TASK TO CARRY OUT
The answer is the number of lines in the data that contain the word "salt"; give it alone.

MATERIAL FOR THIS TASK
PR #61, opened 2026-04-18
feat: add BIP39 seed backup and recovery for private keys (#60)

### LINKED ISSUE #60: Users cannot backup or recover their private keys (no BIP39 seed / export / recovery flow)
## Summary

Stellar Chat currently provides **no way for users to backup, export, or recover their private keys**. Identity is generated on first launch and stored only in iOS Keychain / Android `EncryptedSharedPreferences`. If the user uninstalls the app, factory-resets the device, loses the device, or reinstalls the OS, **all keys are permanently lost** and the user cannot rejoin any of their groups from a new device or fresh install.

This is the behavior acknowledged as missing in `docs/relay-design-doc.md` §7.1:
> Status: Not yet implemented. The current apps derive keys from a Nostr secp256k1 secret via HKDF. BIP39 mnemonic generation, display, and recovery are planned but not yet available. **Users currently have no key backup mechanism.**

**Severity:** High (permanent identity & group-membership loss, no workaround)
**Status:** Not implemented
**Platforms affected:** iOS and Android (identical derivation, identical gap)

---

## Current behavior

1. On first launch each client generates:
   - a 32-byte Nostr secp256k1 secret (root)
   - a 32-byte BLS12-381 secret (independent)
   - a Stellar Ed25519 key derived via `HKDF-SHA256(salt="chat.onym.ios", info="stellar-ed25519-v1")` from the Nostr secret
   - an X25519 key derived via `HKDF-SHA256(salt="chat.onym.ios", info="x25519-key-agreement-v1")` from the Nostr secret
2. Secrets are written to platform secure storage only:
   - iOS: Keychain, service `chat.onym.ios.keys`, items `chat.onym.ios.nostrSecretKey` + `chat.onym.ios.blsSecretKey`
   - Android: `EncryptedSharedPreferences` (AES256_SIV keys / AES256_GCM values) with Android Keystore master key
3. The Settings screen exposes **only public-key display** (Nostr pubkey, Stellar account, BLS pubkey) — no export action, no seed phrase, no "show recovery phrase" flow.
4. There is no recovery UI on first launch — the user cannot choose "restore from backup" instead of generating fresh keys.

## Expected behavior

Per `docs/relay-design-doc.md` §7.1 (Single-seed device model):

- Identity should be rooted in a **BIP39 seed** (12 or 24 words) from which Nostr secp256k1, BLS12-381, Stellar Ed25519, X25519, and MLS device material are all derived along standardized paths.
- A **"Backup recovery phrase"** action in Settings that displays the mnemonic behind a deliberate confirmation (biometric/device passcode), with clear warnings about secrecy.
- A **"Restore from recovery phrase"** path on the welcome/onboarding screen that re-derives all keys from an entered mnemonic.
- Onboarding should prompt the user to back up their seed before the identity is usable for joining groups.
- Mnemonic derivation MUST be byte-identical on iOS and Android so a user who backed up on one platform can restore on the other.

## Affected code

**iOS**
- `clients/ios/StellarChat/StellarChat/Models/KeyManager.swift:69-112` — generates & derives keys, has no export/restore API
- `clients/ios/StellarChat/StellarChat/Models/KeyManager.swift:274-367` — Keychain read/write; no backup hook
- `clients/ios/StellarChat/StellarChat/Views/SettingsView.swift:1-162` — Settings UI with no backup entry

**Android**
- `clients/android/StellarChat/app/src/main/java/chat/onym/android/crypto/KeyManager.kt:24-162` — `EncryptedSharedPreferences` read/write; no backup hook
- `clients/android/StellarChat/app/src/main/java/chat/onym/android/ui/screens/SettingsScreen.kt:1-550` — Settings UI with no backup entry

**Docs**
- `docs/relay-design-doc.md:163-174` — §7.1 defines the intended BIP39 model (reference for the fix)
- `docs/relay-design-doc.md:367-371` — Phase 2 roadmap item "Standardize BIP39 derivation paths"

## Scope of fix

1. Introduce BIP39 seed generation at first launch (or migrate existing users — see open question below).
2. Replace (or wrap) current root-secret generation in both `KeyManager`s with BIP39-derived derivation along documented paths for Nostr / BLS / Stellar / X25519 / MLS.
3. Add **Settings → Security → Backup recovery phrase** on both platforms, gated behind biometric/passcode.
4. Add **Onboarding → Restore from recovery phrase** on both platforms.
5. Add cross-platform test vectors (seed → expected per-algorithm pubkeys) under the existing cross-platform test harness.
6. Update onboarding copy to flag "back up your recovery phrase" before the user can enter any group.

## Open questions

- **Migration:** existing installs have non-BIP39 keys. Do we (a) migrate by wrapping current roots in a mnemonic-based KDF, (b) prompt users to regenerate identity, or (c) support both legacy and BIP39 identities indefinitely? Security review required.
- **Derivation paths:** which BIP39 paths per algorithm? Must be decided once and frozen (cross-platform interop depends on it).
- **Storage of the seed vs. derived keys:** store only the seed and derive on demand, or cache derived keys in Keychain/EncryptedSharedPreferences and re-derive only on restore?

## QA notes

**Pre-conditions**
- Fresh iOS device + fresh Android device, both on the latest TestFlight / internal build.
- At least one shared test group the user is a member of on each platform.

**Reproducing the current gap (confirms the bug exists)**
1. Install app on Device A; complete onboarding; join a group; send a message.
2. Open Settings → verify there is **no** "Backup", "Export keys", "Recovery phrase", or similar entry.
3. Uninstall the app on Device A.
4. Reinstall the app on Device A. Confirm: a **new** Nostr/BLS identity is generated and the user is no longer a member of the group from step 1. **Keys are unrecoverable.**
5. Repeat on the other platform; confirm identical result.

**Acceptance criteria (for the fix)**
- [ ] Settings screen shows a "Backup recovery phrase" entry on both iOS and Android.
- [ ] Tapping it requires biometric/passcode, then displays a 12- or 24-word BIP39 mnemonic with copy-to-clipboard behind a second confirmation.
- [ ] Onboarding offers "Restore from recovery phrase" as an alternative to "Create new identity".
- [ ] Entering a mnemonic exported from iOS on Android (and vice versa) derives **byte-identical** Nostr pubkey, BLS pubkey, Stellar account, and X25519 pubkey.
- [ ] After restore, the user regains access to groups they were previously a member of (no re-invite needed).
- [ ] Clearing app data / reinstalling and then restoring from the recovery phrase recovers the same identity.
- [ ] Mnemonic is never written to plaintext storage, logs, analytics, crash reports, or clipboard without an explicit user action.
- [ ] Cross-platform test vectors (seed → expected pubkeys) are added to the existing test harness and run in CI.

**Regression checks**
- [ ] Existing installs (pre-fix) continue to work after update (keys not broken by migration).
- [ ] `KeyManager` first-launch path still produces a functional identity without a restore.
- [ ] Group creation, joining, messaging, and push notifications all work after a successful restore.
- [ ] No new crash paths when Keychain / `EncryptedSharedPreferences` is empty and the user chooses "Restore".

**Security checks**
- [ ] Mnemonic display screen does not appear in the iOS app switcher snapshot (blur/obscure on backgrounding).
- [ ] Android equivalent: `FLAG_SECURE` on the mnemonic screen.
- [ ] Mnemonic is not included in any diagnostic export, shake-to-report, or log bundle.

rinat-enikeev:
Users had no way to backup or recover their private keys. If the app was
uninstalled or the device lost, all identity keys were permanently gone.

This adds BIP39 mnemonic (12-word) generation on first launch, with all
identity keys (Nostr secp256k1, BLS12-381, Stellar Ed25519, X25519)
derived deterministically from the seed via HKDF-SHA256. Both platforms:

- Generate BIP39 mnemonic on fresh install; derive all keys from seed
- Settings > Security > Backup Recovery Phrase (behind biometric/passcode)
- Onboarding > Restore from Recovery Phrase for cross-device recovery
- Cross-platform test vectors ensuring byte-identical key derivation
- Legacy (pre-BIP39) installs continue working unchanged

Derivation paths:
  BIP39 mnemonic -> PBKDF2-HMAC-SHA512 (2048 iter) -> 64-byte seed
    -> Nostr: HKDF(seed, salt="chat.onym.bip39", info="nostr-secp256k1-v1")
    -> BLS:   HKDF(seed, salt="chat.onym.bip39", info="bls12-381-v1")
    -> Stellar/X25519: derived from Nostr key via existing HKDF paths

Closes #60


rinat-enikeev (commented):
**REQUEST_CHANGES**

- **RecoveryPhraseScreen.kt:141–142 — Word index bug.** `words.indexOf(word)` returns the index of the *first occurrence* of that word in the list. If a mnemonic has duplicate words (valid in BIP39), later occurrences will show the wrong number. Should use the loop index from `words.chunked(3)` instead, e.g. track the row offset: `val index = (words.chunked(3).indexOf(row)) * 3 + i + 1` or flatten the iteration.

- **RecoveryPhraseScreen.kt (Android) — No biometric/passcode gate.** The iOS `RecoveryPhraseView` requires `LAContext.evaluatePolicy(.deviceOwnerAuthentication)` before revealing the phrase. The Android `RecoveryPhraseScreen` has no equivalent `BiometricPrompt` check — the recovery phrase is shown immediately when navigating to Settings > Backup. The PR description says "behind biometric/passcode" but Android doesn't enforce it.

- **MainActivity.kt:365–371 — `restoreFromMnemonic` called on main thread.** `KeyManager.restoreFromMnemonic` does `EncryptedSharedPreferences.create()` (disk I/O + crypto) synchronously inside a composable's `onClick`. This can ANR. Should use a coroutine / `Dispatchers.IO`.

- **iOS RestoreIdentityView.swift:86–88 — `restore()` runs on main thread.** `KeyManager.restoreFromMnemonic` does Keychain I/O + PBKDF2 (2048 iterations of SHA-512) synchronously. Should dispatch to a background thread.

- **iOS KeyManager.swift init — race condition on restore.** `restoreFromMnemonic` saves keys to Keychain, then calls `KeyManager()` which checks `existingNostr != nil`. If called concurrently (unlikely but possible), the fresh-install branch could race. Minor, but worth noting.

- **Android KeyManager.kt — `restoreFromMnemonic` doesn't clear old Stellar/X25519 derived keys.** If there's any cached state from the old identity in memory (e.g., the singleton `KeyManager` held by the ViewModel), the caller in `MainActivity` creates a new `KeyManager` but never replaces the one in `GroupListViewModel`. The iOS side has `replaceKeyManager()` on `AppState`, but Android's `composable("restore_identity")` just calls the static method and returns a boolean — the running ViewModel still holds the old `KeyManager`. **This is a correctness bug**: after restore, the app continues using old keys until restarted.

- **Android Bip39Test.kt — 0x42 entropy test doesn't assert specific hex values.** The iOS test also skips pinned values for this vector. Both platforms only assert `nostrHex != blsHex`. Without pinned cross-platform values for this second vector, you're not actually verifying cross-platform byte-identical derivation for non-trivial entropy. Pin the hex values in both test suites.

- **iOS ContentView.swift — `RestoreIdentityView` dismiss doesn't complete onboarding.** After a successful restore, the sheet is dismissed but the comment says `// If restore succeeded, skip onboarding` with no implementation. The user will see onboarding again on next launch.

- **No FLAG_SECURE on Android recovery phrase screen.** The `RecoveryPhraseScreen.kt` comment says "FLAG_SECURE is set by the caller (MainActivity)" but there's no code in the diff that sets `window.setFlags(FLAG_SECURE)` anywhere. Screenshots/screen recording can capture the mnemonic.

rinat-enikeev:
@gramyzer address review [comments](https://github.com/rinat-enikeev/stellar-mls/pull/61#pullrequestreview-4134290350) from @rinat-enikeev

rinat-enikeev:
@gramyzer address review comment from @rinat-enikeev

dev-onym:
addressed in `12a22e0` (comment 4273622511).

dev-onym:
**android** build finished for `12a22e0`



```

```

</details>

dev-onym (commented):
**REQUEST_CHANGES**

## Findings

### Security

- **Seed material not zeroized after use** — `KeyManager.kt` init (line ~120-140) and `restoreFromMnemonic` keep `seed`, `nostrKey`, `blsKey`, `entropy`, and `mnemonic` strings in memory as normal Kotlin/Swift objects with no explicit clearing. For a key backup feature, the mnemonic string and seed bytes should be zeroized (e.g., `Arrays.fill(seed, 0)`) after use to reduce the window for memory-scraping attacks. Same issue on the iOS side in `KeyManager.swift` `restoreFromMnemonic` and `init()`.

- **`recoveryPhrase` getter reconstructs mnemonic on every access** — `KeyManager.kt:~118` recomputes the mnemonic from stored entropy each time `recoveryPhrase` is read. The result is a `String` that can't be zeroized. On Android, the `RecoveryPhraseScreen` receives it as a composable parameter and holds it in the composition for the screen's lifetime. Consider using `CharArray` or at minimum documenting this trade-off.

- **`replaceKeyManager` doesn't re-derive downstream state** — `GroupListViewModel.kt:97` just swaps `keyManager` but doesn't reconnect relays, re-subscribe, or update any cached public keys / signers derived from the old identity. Similarly `AppState.swift:377` has a comment saying "caller is responsible" but the actual caller in `ContentView.swift` / `RestoreIdentityView.swift` only sets `restored = true` — no reconnection is triggered. After restore, the app will silently use the new keys for signing but remain subscribed to old-identity inbox tags until restarted.

### Correctness

- **24-word mnemonic checksum verification only checks first byte** — `Bip39.kt:2161` and `Bip39.swift` both only read `hash[0]` for checksum verification. For 24-word mnemonics (256-bit entropy), the checksum is 8 bits — exactly one byte, so this is actually correct. However, `entropyFromMnemonic` accepts 12 or 24 words but the rest of the code only generates 12-word mnemonics. The 24-word path is untested.

- **`RecoveryPhraseScreen` silently renders nothing when phrase is null** — `MainActivity.kt:369`: if `groupListViewModel.keyManager.recoveryPhrase` is null (legacy install), the composable body is empty — the user navigates to a blank screen with no explanation. Should show a message or hide the nav route.

### Test Coverage

- **No test for `restoreFromMnemonic` round-trip** — Tests verify BIP39 encoding/seed/key derivation but never test the actual `KeyManager.restoreFromMnemonic` → check keys match flow. This is the most critical user path.

- **No test for legacy (pre-BIP39) install upgrade path** — The PR claims "legacy installs continue working unchanged" but there's no test verifying that a `KeyManager` initialized with pre-existing non-BIP39 keys correctly sets `isBip39Backed = false` and returns `recoveryPhrase == null`.

- **Stellar/X25519 cross-platform test only checks non-equality** — `Bip39Test.kt:153` and `Bip39Tests.swift:148` assert the derived keys are non-null and differ from each other, but don't assert specific hex values. This means iOS and Android could derive *different* Stellar/X25519 keys from the same seed and the tests would still pass — defeating the purpose of cross-platform test vectors.

### Minor

- **Clipboard clear is best-effort on Android** — `RecoveryPhraseScreen.kt:277`: the `Handler.postDelayed` clipboard-clear fires only if the activity is still alive. If the user leaves the app, the handler may not fire. Consider using `WorkManager` or `AlarmManager` for more reliable clearing, or at minimum accept this limitation.

- **Unused import** — `MainActivity.kt:59`: `import kotlinx.coroutines.launch` was added but `launch` is used inline with fully-qualified names in the `restore_identity` composable, making the import technically used but the inline FQN references (`kotlinx.coroutines.Dispatchers.IO`, `kotlinx.coroutines.withContext`) should use the imports instead for consistency.

rinat-enikeev:
@gramyzer address Findings

dev-onym:
addressed in `b729549` (comment 4273682397).

ux-onym (commented):
**REQUEST_CHANGES**

I've reviewed the diff. Good test vector coverage and clean legacy-install fallback. Findings below:

### Security

- **No confirmation before destructive restore** — Both `KeyManager.restoreFromMnemonic` (Android `KeyManager.kt:~47`, iOS `KeyManager.swift:~120`) silently overwrite existing identity keys. If a user with an existing BIP39-backed identity accidentally restores from a different phrase, their old identity is irrecoverably destroyed. A confirmation dialog ("This will replace your current identity") is needed in both `RestoreIdentityScreen.kt` and `RestoreIdentityView.swift`.

- **Android biometric bypass on FragmentActivity cast failure** — `RecoveryPhraseScreen.kt:~95`: `if (activity == null) { authenticated = true }`. If the context isn't a `FragmentActivity`, the phrase is shown without any auth. This should default to denying access, not granting it.

- **Clipboard clear is best-effort** — Both platforms use delayed dispatch (Android `Handler.postDelayed`, iOS `DispatchQueue.asyncAfter`) to clear the clipboard after 60s. If the process is killed before the timer fires, the mnemonic stays on the clipboard indefinitely. Acknowledged risk but worth a code comment.

### Correctness

- **Android: zeroize before error check** — `KeyManager.kt:~57-62` (`restoreFromMnemonic`): `Arrays.fill(seed, 0)` etc. runs before `if (!saved) throw`. The zeroization order is fine for the happy path, but if `commit()` fails, the caller cannot retry since the source arrays are already zeroed. The `entropy` array being zeroed means the mnemonic string (still held by the caller) would need to be re-parsed. Minor, but reorder the `if (!saved)` check to come before zeroization.

- **iOS: no atomicity on keychain writes during restore** — `KeyManager.swift:~120-125`: three separate `saveToKeychain` calls for entropy, nostr, and bls keys. If the second or third write fails (throws), the keychain is left in an inconsistent partial state (e.g. entropy saved but keys not). Consider saving all three, then only propagating error after attempting cleanup on failure.

### Test Coverage Gaps

- **24-word mnemonics untested** — Both `entropyFromMnemonic` implementations accept 24-word mnemonics (`words.size != 12 && words.size != 24`), but there are zero tests for 24-word input. Either add a test vector or remove 24-word support to reduce untested surface area.

- **No passphrase test** — `seedFromMnemonic` accepts an optional passphrase, but all tests use the default empty passphrase. A test with a known BIP39 passphrase vector (e.g. from the BIP39 reference vectors) would validate the NFKD normalization path.

- **No test for restore-over-existing-identity** — The most dangerous user path (restore when keys already exist) has no coverage. A test confirming the old keys are fully replaced and the new `isBip39Backed` flag is set correctly would be valuable.

### Minor / Nits

- **Duplicated BiometricPrompt callback** — `RecoveryPhraseScreen.kt` has the same `BiometricPrompt.AuthenticationCallback` defined twice (initial auth at ~line 104 and retry at ~line 155). Extract to a local val.

- **`OnboardingSheet` dismiss-then-restore race** — `GroupListScreen.kt:~508`: `onDismiss()` is called before `onRestore()`. If the dismiss animation removes the sheet before navigation to `restore_identity` completes, the onRestore lambda may execute against stale composition state. Consider navigating first or using `LaunchedEffect`.

rinat-enikeev:
@gramyzer address last findings

dev-onym:
agent finished comment 4273769916 — see workflow logs.

rinat-enikeev:
@gramyzer address findings from https://github.com/rinat-enikeev/stellar-mls/pull/61#pullrequestreview-4134415746

dev-onym:
agent finished comment 4273785775 — see workflow logs.

rinat-enikeev:
@gramyzer try again to address https://github.com/rinat-enikeev/stellar-mls/pull/61#pullrequestreview-4134415746

dev-onym:
addressed in `cbb7667` (comment 4273798461).

ux-onym (commented):
**COMMENT**

Overall this is a solid implementation. BIP39 matches standard test vectors, cross-platform derivation is verified with pinned hex, legacy backward-compat is handled, and security mitigations (FLAG_SECURE, biometric gate, zeroization) are in place. A few items worth addressing:

**Correctness / Robustness:**

- **`GroupListViewModel.keyManager` is a plain `var`, not `mutableStateOf`** (`GroupListViewModel.kt:94`). After `replaceKeyManager()`, any currently-composed screen reading `viewModel.keyManager` won't recompose. Works today because restore navigates away, but fragile — a future composable displaying the pubkey in real-time would silently show stale data. Consider `var keyManager by mutableStateOf(KeyManager.create(application))`.

- **iOS `entropyFromMnemonic` splits on single space** (`Bip39.swift`, `split(separator: " ")`), while **Android splits on `\s+` regex** (`Bip39.kt`). A mnemonic with double spaces or tabs would validate on Android but fail on iOS at the BIP39 layer. Both UI layers normalize input before calling restore, so this isn't a user-facing bug today, but the validation layer should behave identically cross-platform.

- **Android onboarding: `onDismiss()` fires immediately after `onRestore()`** (`GroupListScreen.kt:508-509`). If the user taps "Restore from Recovery Phrase", onboarding is marked as seen even if they back out of the restore screen without completing it. They'll never see onboarding again.

**Security (minor, non-blocking):**

- **No secp256k1 curve order check on derived Nostr key** (`Bip39.kt:2159`, `Bip39.swift:2171`). HKDF output used directly as a private key. Probability of exceeding curve order n is ~2^-128, so practically impossible, but a `while (key >= n)` re-derive loop is standard practice for defense in depth.

- **Clipboard auto-clear is acknowledged as best-effort** (both platforms). If the process is killed before the 60s timer fires, the mnemonic stays on the clipboard. Consider using `ClipData.newPlainText` with `ClipDescription.EXTRA_IS_SENSITIVE` on Android 13+ to mark it as sensitive, which tells the keyboard/system to avoid learning from it.

**Test coverage gaps:**

- No unit test for `KeyManager.restoreFromMnemonic()` itself (integration-level, requires Keychain/SharedPreferences — understood, but worth noting).
- No test for the iOS single-space vs Android `\s+` split divergence.
- 24-word invalid-checksum validation isn't tested (only 12-word invalid checksum is covered).

**Nits:**

- `Bip39.kt` and `Bip39.swift` each embed the full 2048-word BIP39 wordlist inline (~2100 lines each). Consider extracting to a shared resource file if the project has a mechanism for that, or at minimum note that the lists were verified against the canonical BIP39 English wordlist.

Nothing here is a ship-blocker. The crypto is correct per the test vectors, backward compat is clean, and the security posture is reasonable.

dev-onym:
**android** build finished for `cbb7667`



```

```

</details>

dev-onym (commented):
**COMMENT**

Overall this is a solid, well-structured PR with good cross-platform test vectors and proper zeroization of sensitive intermediates. A few findings:

### Security

- **`RecoveryPhraseScreen.kt:170-180`** — Clipboard copy of the recovery phrase uses `Handler.postDelayed` with a 60-second timer to clear. If the Activity is destroyed before the timer fires, the clipboard is never cleared. Consider using `WorkManager` or `LifecycleObserver` instead, or at minimum clearing in `onDispose`.

- **`KeyManager.kt:178-182` (Android)** — `recoveryPhrase` reconstructs the mnemonic from stored entropy via `prefs.getString(BIP39_ENTROPY, null)`. The entropy hex string is held as a `String` in SharedPreferences memory and cannot be zeroized. The code comment on the iOS side acknowledges this tradeoff for the mnemonic `String`, but the hex entropy string in Android prefs is always resident — not just when viewing the backup screen.

### Correctness

- **`KeyManager.kt:56-63` (Android `restoreFromMnemonic`)** — Zeroization of `entropy` happens *after* `commit()` succeeds, but `entropy` was already converted to hex and stored. The zeroization of the local `entropy` ByteArray is good practice but the hex string `entropy.toHex()` passed to `putString` is an immutable JVM String that cannot be zeroized. Same pattern throughout — not a bug per se, but the zeroization is less effective than it appears.

- **`KeyManager.swift:54-57` (iOS `init`)** — When an existing Nostr key exists but BLS key is missing (or vice versa), the code generates a random key for the missing one. This path wouldn't apply BIP39 derivation, creating a mixed identity (one BIP39-derived key, one random). This is probably only reachable via Keychain corruption but worth noting.

### Test Coverage

- **No test for `regenerateWithBip39`** on either platform — the restore path is well-tested but the "legacy upgrade" path (generate new BIP39 identity replacing existing random keys) has no unit test verifying the resulting KeyManager has `isBip39Backed == true` and valid `recoveryPhrase`.

- **No test for 24-word checksum validation** — `entropyFromMnemonic` accepts 24 words and the checksum logic reads from `hash[0]`, which is only correct for 12-word (4 checksum bits). For 24-word (8 checksum bits), all 8 bits come from `hash[0]` which happens to be correct, but there's no test vector with a known 24-word mnemonic to confirm.

### Minor

- **`Bip39.kt:2193` / `Bip39.swift:2203`** — Both HKDF derivation implementations use `GroupCrypto.hkdf` (Android) vs `HKDF<SHA256>` (iOS). The Android side delegates to `GroupCrypto.hkdf` — make sure that implementation matches CryptoKit's HKDF exactly (extract-then-expand). The tests pin the values which gives confidence, but this is the critical correctness dependency.

- **`SettingsScreen.kt`** — The diff is large partly because it's a full Settings redesign (tab split, sub-screens). This is fine functionally but the Settings redesign could arguably be a separate PR from the BIP39 feature to keep review scope manageable.

ux-onym (commented):
**COMMENT**

No blocking correctness bugs. The crypto is sound (BIP39 spec followed correctly, cross-platform test vectors verify identical derivation). Several items worth discussing:

**Correctness / Robustness**

- `KeyManager.kt:81-89` (`regenerateWithBip39`): Zeroizes key material *before* checking if `commit()` succeeded, unlike `restoreFromMnemonic:52-57` which correctly checks first. Not a data-loss risk (mnemonic is freshly generated, `commit()` is atomic), but the inconsistency is confusing and fragile if someone refactors later.

- `Bip39.kt:2167` / `Bip39.swift:2186`: `entropyFromMnemonic` rejects 15/18/21-word mnemonics (only accepts 12 and 24). This means users cannot restore seeds generated by other BIP39-compliant wallets that use those lengths. If intentional, worth a code comment.

- No validation that HKDF-derived Nostr key is a valid secp256k1 private key (must be in `[1, n-1]`). Probability of a bad key is ~2^-128, but standard practice is to check and re-derive if invalid.

**Security**

- `RecoveryPhraseScreen.kt:130-133` / `RecoveryPhraseView.swift:60-63`: If biometric/passcode is not configured on the device, the recovery phrase is shown without any authentication. This is a deliberate fallback but should be documented explicitly (or consider blocking reveal and prompting user to set up a passcode).

- `KeyManager.kt:171-175` (`recoveryPhrase` getter): The intermediate `entropy` byte array reconstructed from hex is never zeroized. Minor since the same data lives in SharedPreferences, but inconsistent with the zeroization discipline elsewhere.

**Naming / Cross-platform**

- `Bip39Test.kt:139,148` / `Bip39Tests.swift:171,179`: Stellar and X25519 HKDF derivation uses salt `"chat.onym.ios"` on *both* platforms. This is correct (matching existing derivation paths for backward compat), but the salt naming will confuse anyone reading the Android test. A comment explaining why Android uses an "ios" salt would help.

**Test coverage**

- No integration tests for `KeyManager.restoreFromMnemonic()` or `regenerateWithBip39()` on either platform. The Bip39 unit tests are thorough, but the restore-replaces-keys-and-reconnects path is untested.
- No test for the edge case where a user restores the *same* mnemonic that's already active (should be a no-op, but verify no data corruption).

**Scope**

- The PR bundles a complete Settings UI redesign (tab split, sub-screens for relays/blossom/TURN/contract/advanced) alongside the BIP39 feature. The old single-page Settings is entirely replaced. This makes the diff much harder to review for regressions in existing settings functionality. Consider splitting the Settings redesign into a separate PR if not too late.

ux-onym:

ux-onym:
release-agent pushed v1.6.2 — GitHub Actions will build and publish.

OUTPUT
5